#### SUPPLIED MATERIAL ####
PR #2939, opened 2021-01-22
feat(geodata): exposes cities field; all cities queryable via slug

dzucconi:
So this is being done to support the [`/shows`](https://www.artsy.net/shows) app. We need to be able to query the list of featured cities, all cities, as well as have landing pages for every city with the available shows.


src/lib/loaders/loaders_without_authentication/geodata.ts
```diff
@@ -0,0 +1,21 @@
...
+    geodataLoaderWithoutAuthenticationFactory: geodataLoader,
+  } = factories(opts)
+
+  return {
+    geodataCitiesLoader: () =>
+      geodataLoader<Response>("partner-cities/cities.json")().then(compact),
+    geodataFeaturedCitiesLoader: () =>
+      geodataLoader<Response>("partner-cities/featured-cities.json")().then(
+        compact
+      ),
```
dzucconi, line 19: Awkward way to do the compaction here. Not sure why this data might have nulls in it but:

anandaroop (commented):
Exposing Gravity's city data in MP makes sense to me 👍 

Having it replace the local source-of-truth for the six City Guide cities... would be mostly fine, but there is one case to consider, noted below.

> For example: New York's center goes from [40.713, -74.006] to [40.71, -74.01], which just moves it about 6 blocks uptown. Why/how do these values change, anyway?

They're both based on Google geocoder results, just with different precision — 3 significant digits vs 2.  

- Gravity keeps 2 sig digs, because that [helps with the deduping](https://github.com/artsy/gravity/pull/11301) of the master list of cities that it computes every night.

- MP keeps 3 sig digs in its City Guide master list, because that helps with positioning of the map viewport in the City Guide UX — specifically [we had to nudge Hong Kong](https://github.com/artsy/metaphysics/pull/1595) 

If we can make sure that Hong Kong remains acceptable after unifying the source of truth for the `city` field, then I think all is good. Happy to pair on this.

dblandin:
__non-blocking__: One small naming thought: could the `allCities` and `featuredCities` fields collapse into a single `cities` root field with a `featured: Boolean` argument?

```graphql
{
  cities(featured: true) {
    ...City
  }
}
```

I realize that these sets are backed by two different JSON documents but we might be able to switch the source based on a boolean argument rather than maintain two different root fields.

dzucconi:
@dblandin definitely good idea

src/schema/v2/city/index.ts
```diff
@@ -23,141 +20,159 @@ import {
...
-          type: GraphQLInt,
-          description:
-            "Only used when status is CLOSING_SOON or UPCOMING. Number of days used to filter upcoming and closing soon shows",
-        },
-        includeStubShows: {
-          type: GraphQLBoolean,
-          description: "Whether to include local discovery stubs",
+  fields: () => {
+    const { ShowsConnection } = require("../show")
+    const { fairConnection } = require("../fair")
```
anandaroop, line 50: **non-blocking:** Curious why these imports changed to this style?

.env.test
```diff
@@ -8,6 +8,7 @@ EMBEDLY_ENDPOINT=https://i.embed.ly.test/1/display
 GALAXY_API_BASE=https://galaxy-staging-herokuapp.com
 GEMINI_API_BASE=https://media.artsy.net
 GEMINI_ENDPOINT=https://gemini.cloudfront.test
+GEODATA_API_BASE=http://artsy-geodata.s3-website-us-east-1.amazonaws.com
```
anandaroop, line 11: I left this breadcrumb, now that this data is being leaned on more:
https://artsy-geodata.s3.amazonaws.com/partner-cities/README.txt

anandaroop (approved):
Looks good 👍

src/schema/v2/city/index.ts
dzucconi: Apparently dependencies get resolved in a different order when running tests (?) and there was some circular dependencies when running the specs, so had to thunk/defer the require in order to get anything to load.

.env.test
dzucconi: Thanks!

PR #2941, opened 2021-01-26
Add checklistItem type to partner level

jpotts244:
Co-authored-by: mdole <mdole7@gmail.com>

Addresses: https://artsyproduct.atlassian.net/browse/PX-3631

Development work to allow us to more easily query for artworks that will eventually populate a partner's home checklist in CMS

Eg of query structure:
Screen Shot 2021-01-26 at 9 46 16 AM

### DIFF
--- a/src/schema/v2/checklistItems.ts
+++ b/src/schema/v2/checklistItems.ts
@@ -1,0 +1,20 @@
+import { artworkConnection } from "./artwork"
+import { GraphQLObjectType } from "graphql"
+import { ResolverContext } from "types/graphql"
+import { pageable } from "relay-cursor-paging"
+import { artworksArgs, artworksConnectionResolver } from "./partner"
+
+export const ChecklistItemsType = new GraphQLObjectType<any, ResolverContext>({
+  name: "ChecklistItemsType",
+  fields: () => {
+    return {
+      artworkItemsConnection: {
+        description:
+          "Artworks missing priority metadata for a partner's checklist",
+        type: artworkConnection.connectionType,
+        args: pageable(artworksArgs),
+        resolve: artworksConnectionResolver,
+      },
+    }
+  },
+})
--- a/_schemaV2.graphql
+++ b/_schemaV2.graphql
@@ -2285,6 +2285,19 @@ type CaptureHoldPayload {
   holdOrError: InventoryHoldOrErrorUnion!
 }
 
+type ChecklistItemsType {
+  # Artworks missing priority metadata for a partner's checklist
+  artworkItemsConnection(
+    after: String
+    before: String
+    exclude: [String]
+    first: Int
+    forSale: Boolean
+    last: Int
+    sort: ArtworkSorts
+  ): ArtworkConnection
+}
+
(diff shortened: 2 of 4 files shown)


src/schema/v2/checklistItems.ts
```diff
@@ -0,0 +1,20 @@
...
+import { GraphQLObjectType } from "graphql"
+import { ResolverContext } from "types/graphql"
+import { pageable } from "relay-cursor-paging"
+import { artworksArgs, artworksConnectionResolver } from "./partner"
+
+export const ChecklistItemsType = new GraphQLObjectType<any, ResolverContext>({
+  name: "ChecklistItemsType",
+  fields: () => {
+    return {
+      artworkItemsConnection: {
```
jpotts244, line 11: Re Oksana: possibly renaming re thinking: artworks missing metadata connection

src/schema/v2/checklistItems.ts
```diff
@@ -0,0 +1,20 @@
+import { artworkConnection } from "./artwork"
+import { GraphQLObjectType } from "graphql"
+import { ResolverContext } from "types/graphql"
+import { pageable } from "relay-cursor-paging"
+import { artworksArgs, artworksConnectionResolver } from "./partner"
+
+export const ChecklistItemsType = new GraphQLObjectType<any, ResolverContext>({
```
sweir27, line 7: My comments were similar to what @oxaudo mentioned in knowledge share! To reiterate:
- We could either expose fields here that are specific to the checklist (i.e. `missingMetadataArtworksConnection`) _or_ make it more generic (`artworksConnection`) to allow for different permutations. This current naming feels somewhere in between. 😄 
- If we go with the latter, more generic version, I'm not sure I understand the need to have this `checklistItems` type at all, if `artworksConnection` already exists on the partner level, as it would just be nesting an existing field without adding anything additional.

FWIW, it would not be too difficult to change this API in the future given it won't be installed on any kind of native device. So it might be prudent to do the simplest thing here and then make it more generic when we have another use-case.

Another thought on `ChecklistItemsType`-- right now, it's just a field that exposes other fields, but the client still has to declare _which_ fields it wants returned. That means the logic for _which_ checklist items to expose or query for still lives on the client-- I think that's why I'm having trouble understanding what it's adding in its current form.

Another architecture (not suggesting necessarily for right now, but a potential direction!) could be to have metaphysics hold the logic for which checklist items are returned. In that case, the interface would be slightly more generic and might look something like:
```
partner(id: "blah") {
  checklistItems {
    __typename
    ... on MissingMetadataArtworks {
      artworksConnection {
        .....
      }
    }
    ... on AddToFairShow {
       .....
    }
  }
}
```

You could even filter `checklistItems` by passing in partner type or any other data that might be specific to the client/affect which results are returned, but overall the query would be generic from the client's perspective.

Let me know if I can explain my thinking more!

jpotts244:
Closing for now re feedback from knowledge share and here: https://artsy.slack.com/archives/C9ZJYFDNF/p1611764966206100

PR #2945, opened 2021-01-27
Chore: updates Exchange schema with createInquiryOfferOrderWithArtwork

ashleyjelks:
Updates Exchange schema with latest mutation `createInquiryOfferOrderWithArtwork`

cc @artsy/purchase-devs


starsirius:
You'd need to do the following to update MP schema:

1. Copy the exchange schema to [src/data/exchange.graphql](https://github.com/artsy/metaphysics/blob/master/src/data/exchange.graphql) (instead of the root directory). We'll see the proper diff with the mutation we added in exchange.
2. Update MP schema with `yarn dump:local`. We'll see updates to MP's schema file.

Happy to pair on this if you run into blockers!

ashleyjelks:
> You'd need to do the following to update MP schema:
> 
> 1. Copy the exchange schema to [src/data/exchange.graphql](https://github.com/artsy/metaphysics/blob/master/src/data/exchange.graphql) (instead of the root directory). We'll see the proper diff with the mutation we added in exchange.
> 2. Update MP schema with `yarn dump:local`. We'll see updates to MP's schema file.
> 
> Happy to pair on this if you run into blockers!

Welp, I did that extremely incorrectly! 🙈  Just made the updates. Should be good to go now. Thanks @starsirius !

starsirius (approved):
Looks good to me! Thanks, @ashleyjelks! Feel free to merge when ready!

PR #2947, opened 2021-01-28
Fix casing to allow for filtering artworks by forSale argument

jpotts244:
Co-authored-by: mdole <mdole7@gmail.com>

Fixes a bug where we are trying to grab the value of `args.for_sale`, the thing is this will always return `undefined`, and not allow us to properly filter by works that are `forSale=true/false`

Bug - artworks regardless of `isForSale` status are returned in the query response:
Screen Shot 2021-01-28 at 2 32 58 PM

Fix - artworks where only `isForSale=true` are returned in the query response:
Screen Shot 2021-01-28 at 2 33 19 PM

### DIFF
--- a/src/schema/v2/partner.ts
+++ b/src/schema/v2/partner.ts
@@ -121,7 +121,7 @@ export const PartnerType = new GraphQLObjectType<any, ResolverContext>({
             page,
             size,
             sort: args.sort,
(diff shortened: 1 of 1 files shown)


mdole (approved):
Let's ship it!!

PR #2951, opened 2021-01-29
feat: add percentage performance over mid estimate to auction result

MounirDhahri:
This PR resolves: https://artsyproduct.atlassian.net/browse/CX-955

**Description:**
- Add percentage performance over mid estimate to auction result

TODO: 
- [x] Make sure the formula is correct

### DIFF
--- a/src/schema/v2/auction_result.ts
+++ b/src/schema/v2/auction_result.ts
@@ -141,6 +141,39 @@ const AuctionResultType = new GraphQLObjectType<any, ResolverContext>({
         }
       },
     },
+    performance: {
+      type: new GraphQLObjectType({
+        name: "AuctionLotPerformance",
+        fields: {
+          mid: {
+            type: GraphQLString,
+            description: "Percentage performance over mid-estimate",
+            resolve: ({
+              hammer_price_cents,
+              high_estimate_cents,
+              low_estimate_cents,
+            }) => {
+              if (
+                hammer_price_cents &&
+                high_estimate_cents &&
+                low_estimate_cents
+              ) {
+                return (
+                  Math.round(
+                    ((hammer_price_cents -
+                      (low_estimate_cents + high_estimate_cents) / 2) /
+                      hammer_price_cents) *
+                      100
+                  ) + "%"
+                )
+              }
+              return null
+            },
+          },
+        },
+      }),
+      resolve: (lot) => lot,
+    },
     estimate: {
       type: new GraphQLObjectType<any, ResolverContext>({
         name: "AuctionLotEstimate",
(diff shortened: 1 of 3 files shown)


src/schema/v2/auction_result.ts
```diff
@@ -141,6 +141,39 @@ const AuctionResultType = new GraphQLObjectType<any, ResolverContext>({
...
+              if (
+                hammer_price_cents &&
+                high_estimate_cents &&
+                low_estimate_cents
+              ) {
+                return (
+                  Math.round(
+                    ((hammer_price_cents -
+                      (low_estimate_cents + high_estimate_cents) / 2) /
+                      hammer_price_cents) *
```
pepopowitz, line 165: I'd expect the mid-estimate to be the denominator here, since we're calculating the percentage _over mid estimate_. 

If the estimate was between 10 and 30, the mid-estimate was 20. If the realized price was 100, I'd expect that to be significantly over mid-estimate (500%). With the current calculation, with 100 in the denominator, the percentage would instead come out quite muted.

src/schema/v2/auction_result.ts
```diff
@@ -141,6 +141,39 @@ const AuctionResultType = new GraphQLObjectType<any, ResolverContext>({
...
+                      100
+                  ) + "%"
```
pepopowitz, line 167: Also, I think intermediate named variables could be helpful here from a readability/maintenance perspective. 

```suggestion
                const midEstimate = (low_estimate_cents + high_estimate_cents) / 2)
                const delta = hammer_price_cents - midEstimate
                return (
                  Math.round(
                    (delta / midEstimate) *
                      100
                  ) + "%"
```

(My formatting here is probably not correct)

pepopowitz (changes requested):
I think the denominator is incorrect in this calculation.

src/schema/v2/auction_result.ts
MounirDhahri: thanks Steve

src/schema/v2/auction_result.ts
```diff
@@ -141,6 +141,35 @@ const AuctionResultType = new GraphQLObjectType<any, ResolverContext>({
...
+          mid: {
+            type: GraphQLString,
+            description: "Percentage performance over mid-estimate",
+            resolve: ({
+              hammer_price_cents,
+              high_estimate_cents,
+              low_estimate_cents,
+            }) => {
+              if (
+                hammer_price_cents &&
```
brainbicycle, line 157: based on conversation in slack think we want to update this to use `realized_price_cents` rather than `hammer_price_cents` 
https://artsy.slack.com/archives/C01B2P6LJUU/p1611936317214600

brainbicycle (approved):

brainbicycle:
LGTM, merge when ready!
####
> _WHAT TO DO_
The count of lines above that include the string "artsyproduct" is the sole expected answer.

> _WRITTEN ANSWER_
2